That's why I asked a while ago about a course on JIT compiler design. I found that few compiler courses mention the topic at all, let alone delve into any kind of detail on the anatomy of cutting edge dynamic language implementations.

Definitely

I strongly agreed with you at the time, but I didn't post, because I had nothing to add. ;)

PyPy on tracing

The PyPy team posted benchmarks on their status blog last week and from the comments, it appears they are betting on tracing too.

Unstated here, when

Unstated here, when discussing tracing, an elephant in the room is tracing calls into the browser, which is a good chunk of the time in most sites (though I realize one can make a chicken-and-egg argument about why that is).

On a somewhat related note, there was a fun talk about layering tracing JITs at DLS this year that LtUers might enjoy.

What do you mean?

Hi Leo,

I'm not sure what you mean by "tracing calls into the browser" -- can you elaborate? Naively, I would guess that you mean calls into native code triggered by DOM updates, but that code is already compiled. Do you mean JS callbacks invoked by the native methods, so that the control flow is obscured by the intervening native calls?

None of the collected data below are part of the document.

PR #3976, opened 2021-06-04
refactor(ReferenceBuilder): Remove dead code

slarse:
#3965 

While trying to wrap my head around the ReferenceBuilder, I found some unused code. This PR removes it.


monperrus:
Thanks @slarse

PR #3981, opened 2021-06-07
refactor(ReferenceBuilder): Extract small reference-building subroutines into helpers

slarse:
#3965 

This PR extracts all of the "sufficiently small subroutines" in `getTypeReference` into methods of their own.

I can create one PR for each little helper, but as they edit code very close to each other I'd need to do them sequentially (wait for one to get merged before opening the next), so I figured I'd submit like this to begin with.

@monperrus  Let me know if you want me to break it up into smaller PRs (perhaps split into 3 PRs with 3 extractions each?), or if this size is OK.


monperrus:
Thanks @slarse.

This refactoring has the good granularity. Hard to review manually but I fully trust the test suite. Will merge.

PR #3991, opened 2021-06-14
refactor(ReferenceBuilder): Refactor getting type refeference from TypeVariableBinding

### LINKED ISSUE #3965: Refactor `ReferenceBuilder.getTypeReference(TypeBinding, boolean)`

slarse:
#3965 

Extracts getting a type reference from a TypeVariableBinding into a separate method. This is pretty incredibly complicated, so I aim to also simplify the process.

This is the final significant PR in refactoring `ReferenceBuilder.getTypeReference`, but I intend to do one final PR after this to slightly refactor the top-level method. Then I'm happy.

UPDATE: I've now finished this refactoring. It was _hard_, it took me several hours to sort out which part was doing what. In the end, I managed to significantly flatten the structure, and even remove the `bounds` field entirely (which I initially had a really hard time understanding the purpose of). Note that I didn't put it in a local variable instead, the value just isn't needed anymore.

On a side note, I'm really proud of the fact that I extracted the building of a type reference from a type variable binding into six methods, yet only increased the line count by 3 lines :)

### DIFF
--- a/src/main/java/spoon/support/compiler/jdt/ReferenceBuilder.java
+++ b/src/main/java/spoon/support/compiler/jdt/ReferenceBuilder.java
@@ -894,7 +894,7 @@ public class ReferenceBuilder {
 			return getTypeReference(((CaptureBinding) binding).wildcard, resolveGeneric);
 		} else if (binding instanceof CaptureBinding) {
 			CtWildcardReference wildcard = this.jdtTreeBuilder.getFactory().Core().createWildcardReference();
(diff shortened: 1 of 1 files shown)


monperrus:
Very nice! Removing state is always welcome :) Thanks @slarse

Naively, I would guess that

Naively, I would guess that you mean calls into native code triggered by DOM updates, but that code is already compiled.

I mean exactly that: if you control the x86 compiler... ;-) There are many different ways for this to work: there are projects to write browser components in managed languages or (what I'm doing) code generate them, projects to do hardware or hyperviser-level tracing, and I'd expect instrumented C++ compilers (e.g., a LLVM extension), etc.

The IE8 guys published some funny numbers showing only 4% of the CPU time on average pages (top 250?) was in JS, with JS heavy sites (e.g., gmail) jumping up to 15-20%. My numbers have come out similar for WebKit on a smaller sample. While a lot of this discussion is great, it's important to step back and understand the browser domain and where it fits in.

Don't assume equilibrium

Intensive use of JS, e.g. for rendering to canvas, or for self-hosted DOMs, is the wave of the future. Don't let IE's trailing edge fool you. We want memory safety and control flow integrity, neither forthcoming in large C++ DOM codebases.

Many DOM methods memoize or cache. Self-hosting their "front sides" that try to hit the cache lets the tracing JIT inline the hit-case code. Wins on both safety and speed, compared to C++ implementations.

/be

Intensive use of JS The

Intensive use of JS

The question is whether it is isolated or uses native components. My chicken-and-egg statement was that perhaps we don't see a CPU intense JS because that'd be prohibitively expensive and we're already maxed out just doing native GUI stuff.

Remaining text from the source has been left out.